Until 1988, regular long-distance trains served the station. At the opening of S-Bahn lines S 1 and line S 2, these long-distance trains had to regularly cross the S-Bahn tracks in Dortmund Hauptbahnhof on the level. To prevent this, Deutsche Bundesbahn constructed a new line between Dortmund-Dorstfeld and Bochum-Langendreer. Train services at Dortmund Kruckel have declined significantly since then. Today long-distance trains and the Wupper-Express only operate via Dortmund-Kruckel when the main line via the Oberstraße Tunnel is blocked and services have to be rerouted.

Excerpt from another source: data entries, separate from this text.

PR #805, opened 2025-05-20
feat: Add evaluation layer to `CalDateTime`

### LINKED ISSUE #677: Clean-up redundant implicit/arithmetic operators in CalDateTime
`Subtract()` => `Add()` should be enough
`Add()` overloads for hour, minute, second et al could easily use `Add(TimeSpan)`
`implicit operator CalDateTime(DateTime left)` is not too helpful anymore
See also [this discussion](https://github.com/ical-org/ical.net/discussions/606#discussioncomment-11867080)

### LINKED ISSUE #737: Incorrect timezone calculation if short recurrence falls into an ambiguous local time
**Describe the bug**

**To Reproduce**

```ics
DURATION:PT45M
```

The expected outcome would be

```
20201024T023000/PT45M
20201025T023000/PT45M
```

```
```

axunonb:
Add evaluation layer to `CalDateTime` (WIP!)

* Introduced `CalDateTimeExtensions` for extension methods on `CalDateTime`
* Moved `CalDateTime` arithmetic and conversion methods to `CalDateTimeExtensions`
* Adjusted related classes with new references

Note: 
* `CalDateTimeExtensions.ToTimeZone` links the input `CalDateTime` with its `ZonedDateTime` representation, using a cache with weak references to `CalDateTime`. The cache is implemented with `ConditionalWeakTable<CalDateTime, ZonedDateTime>`.
* This way, once a `CalDateTime` is resolved to a `ZonedDateTime`, the `ZonedDateTime` will be used for further conversions.

Why cache `ZonedDateTime`?
* If a `CalDateTime` is instantiated from a lenient timezone conversion, this leniently determined value must not be converted again. 
* Lenient conversions resolve non-existing or ambiguous times caused by DST transitions.

Resolves #737
Resolves #677

### DIFF
--- a/Ical.Net.Benchmarks/ApplicationWorkflows.cs
+++ b/Ical.Net.Benchmarks/ApplicationWorkflows.cs
@@ -9,6 +9,7 @@ using System;
 using System.Collections.Generic;
 using System.IO;
 using System.Linq;
+using Ical.Net.Evaluation;
 
 namespace Ical.Net.Benchmarks;
 
--- a/Ical.Net.Benchmarks/CalDateTimePerfTests.cs
+++ b/Ical.Net.Benchmarks/CalDateTimePerfTests.cs
@@ -6,6 +6,7 @@
 using BenchmarkDotNet.Attributes;
 using Ical.Net.DataTypes;
 using System;
+using Ical.Net.Evaluation;
 
 namespace Ical.Net.Benchmarks;
 
--- a/Ical.Net.Benchmarks/OccurencePerfTests.cs
+++ b/Ical.Net.Benchmarks/OccurencePerfTests.cs
@@ -9,6 +9,7 @@ using Ical.Net.DataTypes;
 using System;
 using System.Collections.Generic;
 using System.Linq;
+using Ical.Net.Evaluation;
 
 namespace Ical.Net.Benchmarks;
 
--- a/Ical.Net.Tests/CalDateTimeTests.cs
+++ b/Ical.Net.Tests/CalDateTimeTests.cs
@@ -12,6 +12,7 @@ using System.Collections;
 using System.Collections.Generic;
 using System.Globalization;
 using System.Linq;
+using Ical.Net.Evaluation;
 
 namespace Ical.Net.Tests;
 
@@ -55,10 +56,10 @@ public class CalDateTimeTests
     [Test, TestCaseSource(nameof(ToTimeZoneTestCases))]
     public void ToTimeZoneTests(CalendarEvent calendarEvent, string targetTimeZone)
     {
-        var startAsUtc = calendarEvent.Start.AsUtc;
+        var startAsUtc = calendarEvent.Start!.AsUtc();
 
         var convertedStart = calendarEvent.Start.ToTimeZone(targetTimeZone);
-        var convertedAsUtc = convertedStart.AsUtc;
+        var convertedAsUtc = convertedStart.AsUtc();
 
         Assert.That(convertedAsUtc, Is.EqualTo(startAsUtc));
     }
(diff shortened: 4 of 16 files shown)


axunonb:
@minichma As long as we have `CalDateTime ToTimeZone` for the conversion this might be a simple fix for #737

minichma:
@axunonb Not sure we should track the precise instant in CalDateTime. I.e. `CalDateTime` represents values from the ICAL format, which just doesn't provide any means of resolving this ambiguity. By tracking the instant (and the exact time zone object), we lose fundamental properties like equality after a serialization/deserialization round trip. I think to address #737 we should either represent recurrences via a data type other than `Period`, i.e. one that allows unambiguously tracking the end date (e.g. by specifying a TimeSpan rather than a end). Alternatively we could be waiting for what we discussed regarding v6, where we could consider separating the model layer from the evaluation layer. In the model layer CalDateTime would represent an ICAL date/time value, but in the evaluation layer we could work with ZonedDateTime. I feel resolving #805 is not worth this change.

axunonb:
> In the model layer CalDateTime would represent an ICAL date/time value, but in the evaluation layer we could work with ZonedDateTime.

If your time allows, I'd be interested in your opinion on this kind of "evaluation layer" which comes as extension methods for `CalDateTime`. FYI: Over all unit tests, were getting about 40% cache hits for `CalDateTime` to `ZonedDateTime`, and a bit more for `GetOccurrences` only.

TBD:
* Part of the operators make use of the  `CalDateTimeExtensions` - move to the extensions?
* Remove `IFormattable` from `CalDateTime`? Or just remove the zone-aware `ZonedDateTime`-aware implementation?

> recurrences via a data type other than `Period`

Needs to be covered separately.

minichma:
@axunonb I love all the evaluation/arithmetics code being moved out of CalDateTime into extension methods, very nice! I'm not convinced by the caching code though for several reasons.

The outcome is very hard to reason upon. Consider the following test case:

```cs
    [Test]
    public void CalDateTime_AmbiguousTime_ResolvedCorrectly2()
    {
        var dt1 = new CalDateTime(2024, 10, 27, 1, 30, 0, "UTC").ToTimeZone("CET");
        var dt2 = new CalDateTime(2024, 10, 27, 2, 30, 0, "CET");

        // This is a fundamental assumption
        Assert.That(dt1 == dt2, Is.EqualTo(dt1.AsUtc() == dt2.AsUtc()));
    }
```

It's not quite obvious that this will fail. Or this one:

```cs
    [Test]
    public void CalDateTime_AmbiguousTime_ResolvedCorrectly()
    {
        TimeZoneResolvers.TimeZoneResolver = _ => NodaTime.DateTimeZoneProviders.Tzdb.GetZoneOrNull("UTC");

        var dt1 = new CalDateTime(2024, 10, 27, 1, 30, 0, "CET");
        var dt2 = new CalDateTime(2024, 10, 27, 1, 30, 0, "CET");
        var _ = dt1.AsUtc();

        TimeZoneResolvers.TimeZoneResolver = TimeZoneResolvers.Default;

        Assert.That(dt1, Is.EqualTo(dt2));
        Assert.That(dt1.AsUtc(), Is.EqualTo(dt2.AsUtc()));
    }
```

Its not obvious that the first assertion will succeed but the second will fail (clearly this is not a typical case, it rather shows the problems arising from `TimeZoneResolvers.TimeZoneResolver` being a global static). 

By attaching the converted value via a cache does still attach it so the problems as outlined in my previous comment still exist but with the external cache its even harder to understand what's happening.

Regarding the serialization round-trip, the following test will still fail:

```cs
    [Test]
    public void CalDateTime_AmbiguousTime_ResolvedCorrectly3()
    {
        var dt1 = new CalDateTime(2024, 10, 27, 1, 30, 0, "UTC").ToTimeZone("CET");

        var serializer = new DateTimeSerializer();
        var stream = new System.IO.MemoryStream();
        serializer.Serialize(dt1, stream, System.Text.Encoding.UTF8);
        stream.Position = 0;
        var restored = ((CalDateTime)serializer.Deserialize(stream, System.Text.Encoding.UTF8)).ToTimeZone("CET");

        Assert.That(dt1.AsUtc(), Is.EqualTo(restored.AsUtc()));
    }
```

The evaluation layer as I was thinking about it would be a completely independent set of classes. They might be allowed to reference the model layer but not the other way round. The model layer would just represent the ICAL model as it is but without any evaluation/arithmetic operations on it, including adding, converting, ... Only after conversion to the evaluation layer all the magic would be available. The date-time classes there would probably operate on something like ZonedDateTime, including the concrete instant they represent. Then the ambiguity would be gone.

However, in the meantime it would be quite straight-forward to return something else than Period from GetOccurrences() et al. I.e. we could easily introduce a new type that doesn't contain an end time but only a TimeSpan representing the exact duration, instead. Then there wouldn't be any ambiguity either.

axunonb:
Closed in favor of #809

For a long time there was a freight yard at Dortmund Kruckel, especially serving sidings to nearby companies.

==Station==
The station serves Kruckel, Persebeck and parts of the Witten districts of Rüdinghausen and Schnee. As part of the conversion of the line from a regional line served by N 33 trains to an S-Bahn line, the platforms were raised to a height of 76 mm. Although there is access for wheelchair users to the platform, they cannot enter the S 5 trains, which have a step height of 96 mm, without outside help. It consists of two tracks that are accessed through side platforms. No structure links the platforms because the tracks can be crossed at the adjacent level crossing on Kruckeler Straße.

The station is currently classified as a category 6 station. It is considered as a halt (Haltepunkt) from an operational point of view, as the last crossovers have been removed. The code for the operating point is EWIA (E = former railway division of Essen, Wi = Witten, Kr = Kruckel)

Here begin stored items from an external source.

PR #808, opened 2025-05-25
Determine `Occurrence.Period` by `Duration` only

### LINKED ISSUE #737: Incorrect timezone calculation if short recurrence falls into an ambiguous local time

axunonb:
* Update `EventEvaluator` to use the start time with `Duration` instead of end time to create a `Period` for `Occurrence`
* `Period`: Trying to create a `Period` by using a date-only `CalDateTime` and `Duration.HasTime` will throw
* Modify `.ics` files of unit tests to either contain `DTEND` or `DURATION` (never both) to get unambiguous test results
* Modify unit tests to use `Period.EffectiveEndTime` instead of `Period.EndTime`
* Add unit test for issue #737

Resolves #737


Ical.Net/DataTypes/Period.cs
```diff
@@ -99,6 +99,9 @@ public Period(CalDateTime start, Duration duration)
         if (duration.Sign < 0)
             throw new ArgumentException($"Duration ({duration}) must be greater than or equal to zero.", nameof(duration));
 
+        if (!start.HasTime && duration.HasTime)
+            throw new ArgumentException($"Exact Duration '{duration}' cannot be added to date-only value '{start}'");
```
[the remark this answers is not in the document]
minichma: Related to the model vs evaluation discussion: As this is (at least also) a model class, I feel that we should be careful in being too strict with input validation. As long as its syntactically correct, I think we should rather accept it, even if its not fully in line with the RFC. This is because I believe these kinds of inconsistent data do exist in the wild. And while it might not be possible to reasonably do certain kinds of evaluation on them, they can perfectly be serialized, deserialized, etc. Thinking of my own projects, which involves customer-specified ICALs, I'm not sure, all data will be fully RFC conformant. Actually I do know, that certain data isn't. So by becoming more strict with input validation can easily prevent such projects from being upgraded to v5. In the end its not always easy to properly tweak existing user-specified data.

So long story short: I think I'd rather avoid this additional check.

Ical.Net/Evaluation/EventEvaluator.cs
```diff
@@ -52,52 +52,38 @@ public override IEnumerable<Period> Evaluate(CalDateTime referenceDate, CalDateT
...
+                duration: duration.Value);
 
-            // Return the Period object with the calculated end time.
-            // Only EndTime is relevant for further processing,
-            // so we have to set it.
-            // If the period duration is not null here, it is an RDATE period
-            // and has priority over the calculated end time.
+            // Ensure that adding the duration to the start time
+            // results in a representable date/time
+            _ = newPeriod.EffectiveEndTime;
```
minichma: In which scenario would we get a non-representable date/time. And if we did, why would we throw here? Wouldn't it be one of the strengths of this approach that we can let the user choose, how to deal with this case? Maybe they don't need the EndTime at all, so why throw then?

minichma (dismissed):
Very nice!

Ical.Net/Evaluation/EventEvaluator.cs
axunonb: Can be caused by unlimited GetOccurrences, see #785 
But yes, using Duration makes this unnecessary (would throw later) and break the unit test introduced in #785

minichma: oh, I see, right. Well, but then still, why not let the exception be thrown later? I think, there's no need to throw here.

axunonb: Agree

axunonb: Hm, then we get an <System.ArgumentOutOfRangeException: The added or subtracted value results in an un-representable DateTime. (Parameter 'value') when accessing Period.EffectiveEndTime. ~~It wouldn't make sense to replace it with `EvaluationOutOfRangeException` inside the `Period`.~~ `EvaluationOutOfRangeException` is even better than`System.ArgumentOutOfRangeException`.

Since the restaurant was closed in the former station building after 35 years of operations, the building and the park and ride lot on the other side of the railway line have been for sale.

==Train services==
Since 1994, line S 5 services operated by DB Regio NRW have served the station, originally operated during the day at intervals alternating between 20 and 40 minutes; since the timetable change of December 2009, the interval is regularly 30 minutes. This means that only one train an hour continues through Witten Hauptbahnhof as line S 8 to and from Hagen, Wuppertal, Düsseldorf and Mönchengladbach.

The circular route of bus line 448 of Dortmunder Stadtwerke provides only a rudimentary feeder services from the outlying areas to the station.